The forces of evil (Dracula, the Frankenstein monster, the gill man, the wolf man, and a mean old mummy) have gathered again after 100 years of dormancy, returned to take possession of a magical amulet that will tip the scales of balance to the dark side should they be successful. Famed vampire hunter Van Helsing had been working to put an end to the monsters completely 100 years earlier but had failed and now it falls to five kids to do what he could not. Calling themselves the Monster Squad, after their love of all things monstrous and scary, these misfits must band together and, with the help of a ‘scary old German guy’, and a suspected virgin, the group sets themselves up as the only defense against these monsters and the possibility of their gaining power over the world.


An average film with a heart of gold, the magic that makes this work is the honesty in which it’s made. It’s not meant to be a classic film, it’s meant to be a fun throwback to a bygone era. The great thing is that the modernized humor works with what really is an old fashioned story (it’s patterned after the classic Abbot and Costello films and the Little Rascals). The language, which can be coarse at times, is never forced, and feels true to the characters and moments. There are scares, though only of the PG-13 variety, but this isn’t a kiddie film. Thanks to a very dark portrayal of Dracula, and some good acting from the other creatures, this really plays well to the age it’s marketed at. It’s creepy, but not gory or horrific. Can you tell I like this movie?


This is one of those movies I remember from when I was a kid and my friends and I would talk about monsters and this sort of stuff. It is a reminder to a bygone era when people, not many, but some, made movies like this. Unfortunately, most teen oriented films now are pandering and more about image and lifestyle than telling a fun or interesting story. Kids don’t matter as much as their dollars.


The movie suffers from a lack of development and it’s a real shame that there wasn’t more money put into it.

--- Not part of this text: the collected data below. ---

PR #2584, opened 2020-02-03
Cleanup: lower-case filenames in core/subsurface-qt/

bstoeger:
We tend to use lower-case filenames. Let's do it for these files
as well. Simple search & replace.

- [ ] Bug fix
- [ ] Functional change
- [ ] New feature
- [x] Code cleanup
- [ ] Build system change
- [ ] Documentation change
- [ ] Language translation

Another idle code-cleanup: turn PascalCase filenames to lower case, since this is what we do most of the time. I compiled it on desktop and it ran through.


dirkhh (commented):
I have mixed feelings about massive search and replace changes like this.
They often create issues for others who are working on longer projects (and make merging open PRs a bit harder).
Yes, consistency is good.
Let me think about this while I try to deal with the GitHub Action breakage and all the other pending PRs...

bstoeger:
Yes, I've shot myself in the foot with this kind of cleanup numerous times. 😛

bstoeger:
That being said - I wouldn't consider a 40 lines diff as being massive and it only concerns includes, so the chance of a rebase-conflict is rather slim. In the case that it happens, it should be rather trivial to fix.

PR #2586, opened 2020-02-03
Dive site: inform map of selection in DiveFilter::setFilterDiveSite

bstoeger:
When starting / changing the dive-site filter, inform the map of
the changed dive site selection by calling
	MapWidget::instance()->selectionChanged();
This fixes a bug, where on clicking dive sites in the dive site
tab the dive sites from the *previous* click were highlighted.

Perhaps the selectionChanged() call should be put into the
setSelected() call. But the data flow between the different
parts of the dive-site and map code are so convoluted that I
don't want to risk anything!

- [x] Bug fix
- [ ] Functional change
- [ ] New feature
- [ ] Code cleanup
- [ ] Build system change
- [ ] Documentation change
- [ ] Language translation

This fixes an ugly UI bug, where clicking on dive-sites on the dive-site tab would highlight the dive-site from the *previous* click on the map. I'm not sure that the fix is correct - see commit message. But the whole interaction of filter / divesite / map is so complex that I don't dare to touch this for now. And yes, that's at least partially my fault.

### DIFF
--- a/core/divefilter.cpp
+++ b/core/divefilter.cpp
@@ -217,6 +217,7 @@ void DiveFilter::setFilterDiveSite(QVector<dive_site *> ds)
 
 	emit diveListNotifier.filterReset();
 	MapWidget::instance()->setSelected(dive_sites);
+	MapWidget::instance()->selectionChanged();
 	MainWindow::instance()->diveList->expandAll();
 }
 


dirkhh (approved):
good catch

What you see is very well done, from special effects, to the filming, but it just feels like there was more story to tell than we get. And yes, there are a lot of convenient moments here. How, you might ask, does Dracula procure a mysterious car, dynamite, and happen to find the house where the magic amulet dwells. There are a lot of moments like that but, honestly, this is a movie you just have to roll with. You’re either down with it, or you’re not.


This is a gem, and it’s blissfully packed. Commentaries, deleted scenes, an extensive documentary, and some odds and ends make this a joy for all fans of the film. If you are a fan, you’re in for a treat, too, as the film looks stunning, and shows off the beautiful work director Fred Dekker did with the direction and camera work.


It’s fantastic to be able to re-visit this movie and better yet that it still lives up to my memories of it. Welcome back Monster Squad, we’ve missed you.